1. Newton Raphson power flow method is used to obtain the base
case results.
2. Area 1 is assumed to be the seller area, Area 2 and Area 3 as
buyer areas.
3. The load and the generation are increased in steps.
4. Nose curve or PV curves are traced using Repeated Power flow
which is explained in section [5.5.3].
5. The sum of power flows through the tie lines at the point of
voltage collapse are taken as Total transfer capability.
6. At this voltage limit the Available Transfer Capability is obtained
from
ATCmn = Pij – Pij0 (5.16)
7. The enhancement of ATC with different compensations can be
obtained incorporating the model of TCSC in the method used.

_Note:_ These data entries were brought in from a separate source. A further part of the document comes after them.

PR #91, opened 2018-05-10
CES-9577 - fixed compute nodes getting DHCP i/o static

gaelrehault:
fixed compute nodes getting DHCP address when static ip's were set in .properties

### DIFF
--- a/src/pilot/templates/static-ip-environment.yaml
+++ b/src/pilot/templates/static-ip-environment.yaml
@@ -25,6 +25,13 @@ resource_registry:
   OS::TripleO::Compute::Ports::StorageMgmtPort: ./overcloud/network/ports/noop.yaml
   OS::TripleO::Compute::Ports::TenantPort: ./overcloud/network/ports/tenant_from_pool.yaml
 
+
+  OS::TripleO::DellCompute::Ports::ExternalPort: ./overcloud/network/ports/noop.yaml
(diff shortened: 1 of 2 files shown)


src/pilot/templates/static-ip-environment.yaml
```diff
@@ -25,6 +25,13 @@ resource_registry:
   OS::TripleO::Compute::Ports::StorageMgmtPort: ./overcloud/network/ports/noop.yaml
   OS::TripleO::Compute::Ports::TenantPort: ./overcloud/network/ports/tenant_from_pool.yaml
 
+
```
cdearborn: I think it will be confusing to leave the OS::TripleO::Compute entries in this file.  Can you remove them?  I think it should be safe to do.

src/pilot/templates/static-ip-environment.yaml
```diff
@@ -84,6 +91,26 @@ parameter_defaults:
     - 192.168.170.31
     - 192.168.170.32
     - 192.168.170.33
+
```
cdearborn: I think it will be confusing to leave the NovaComputeIPs: entries in this file.  Can you remove them?  I think it should be safe to do.

gaelrehault:
@cdearborn the overcloud fails to deploy if i get rid of those Compute references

The following transactions are considered for estimating the ATC of
the system.
1. Transaction 1 between Area 1 and Area 2 in which Area 1
supplies the increase in load in Area 2.
2. Transaction 2 between area 1 and Area 3 in which Area 1
supplies the increased load in area 3.
201
The various effects of incorporating TCSC in each of the 4 tie lines
are simulated using the mathematical model of TCSC and used for
training and validation of proposed method.
Line 23-24 is not considered as it is between area 2 and area 3. That
is not between buyer and seller areas.
5.10.2 RESULTS AND DISCUSSIONS
The proposed method has been applied to IEEE 14 bus system and
a modified IEEE 30 bus system to find the optimum location of the
TCSC. In this work on TCSC is modeled and considered because it
reduces net transfer reactance and enhances power transfer capability.
As discussed earlier the added advantage of series compensator TCSC is
its smaller rating compared to shunt compensators. It is observed that
there is an improvement in voltage profile and also reduction in line loss
and total loss of the system. For optimum location of TCSC the selection
criteria can be one of the parameters explained in section 5.7.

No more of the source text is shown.